I invite you to break away from the world and get to know the Awesome Power that is Christ. Whether you like it or not, whether you notice or not, He is following you wherever you go wanting to be your best friend and walk along side you. Do you wonder whether or not His friendship will last? Don't worry, it will last for eternity "'cause you're the best of friends".

Pabs

Friday, June 25, 2010

Let Your Name be Lifted Higher

Let's imagine for a moment that you're walking down the street, or wherever you may be walking, and all of a sudden, an elephant falls from the sky and onto your head. The elephant gets up after awhile and walks away with you stuck to his butt. It's a weird image, but that is probably the only I can describe what I felt today when I flew in the "Weightless Wonder": extreme pressure all over my body, then I was shot into the air with no pressure at all.

On board the aircraft, I was able to experience what it felt like to be weightless as well as extremely weighed down by two times my weight. This opportunity was so worth all the frustration and stress I went through. So the plane takes off and travels to a restricted air space owned by NASA I think and once it arrives there, everyone gets to their spots and waits for the parabolas to begin. For the first few parabolas, the crew wants you to adapt to the environment so you can ease into to it instead of going head on. Once I got to my station and made sure everything was ready, I laid down in front of the glove box and held on to the steel frame of the table it was sitting on just waiting for the amazing experience to begin.
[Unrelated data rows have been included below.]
PR #750, opened 2018-10-19
Bundle together account page with user/id page

### LINKED ISSUE #740: [UI/UX] Unable to get to user page from account page and mismatched info
There is information on the user page that is not on the account page, such as whether the email address has been verified, whether the registration fee has been paid, and if so, the transaction used to pay it.

Unfortunately, the user page is also fairly well hidden in that the account page has no link to get there (although it does display your user ID).  As a result, in order to get to the user page, you either need to have to performed some action such as commenting on a proposal in order to get a link to it, or simply have to know that URL and manually put your user ID in there.

A relatively quick change that would at least provide a means to get to the user page from the account page would be to make the displayed user ID on the account page a link to the user page.

However, I think, ultimately, the pages probably need to be combined.

camus-code:
Closes #740 by bundling the account page functionality into the user/id route.


camus-code:
Thanks for the suggestions @thi4go ! I'm wrapping this up tonight so it should be good to go by the morning.

1. I made it so that the account identity error message is displayed right above the buttons. In addition, if this error message is active, the "manage identity" section will start out as open (as to better signal where to solve this issue)

2. Taken care of as well. I left the functionality as is (with the verification route)

3. Taken care of (and for the username modal as well).

src/components/UserBadge.js
```diff
@@ -0,0 +1,58 @@
...
+import userBadgeConnector from "../connectors/userBadge";
+import {
+  PAYWALL_STATUS_PAID, PAYWALL_STATUS_LACKING_CONFIRMATIONS, PAYWALL_STATUS_WAITING
+} from "../constants";
+
+const UserBadge = ({
+  userPaywallStatus,
+  loggedInAsEmail
+}) => {
+  return !loggedInAsEmail ? null : userPaywallStatus === PAYWALL_STATUS_WAITING ? (
```
brunobraga95: consider extracting this to a separate variable to improve readability.
```
const isWaiting = loggedInAsEmail && userPaywallStatus === PAYWALL_STATUS_WAITING;
return isWaiting ? (
....
) : null

```

fernandoabolafio:
This PR was moved to https://github.com/decred/politeiagui/pull/761 due to some strange behavior from Github on this thread.

PR #2121, opened 2020-08-25
fix: improve proposal credits workflow

### LINKED ISSUE #2108: Proposal credit workflow bugs
- The modal "Waiting for payment" tag does not update when the tx is registered.  You can see the tx show up in the payments list in the background, but the modal still displays the "Waiting for payment" tag.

At first I felt the elephant just squeezing the life out of me and as soon as I felt him, I felt extremely light. Almost instantly, I saw my feet just rise before my very eyes and soon after, my whole body went with it! I tried to hang on the to table, but I just couldn't stay down! I floated to the top and my body felt as though the ceiling was the floor and vice versa! Throughout the entire flight, I was just in extreme awe that I was floating, I barely got any research done! Besides the experiment, I twisted, turned, rolled, flipped and twirled around in the air with ease! It is something that I can not and will not forget about in the near future.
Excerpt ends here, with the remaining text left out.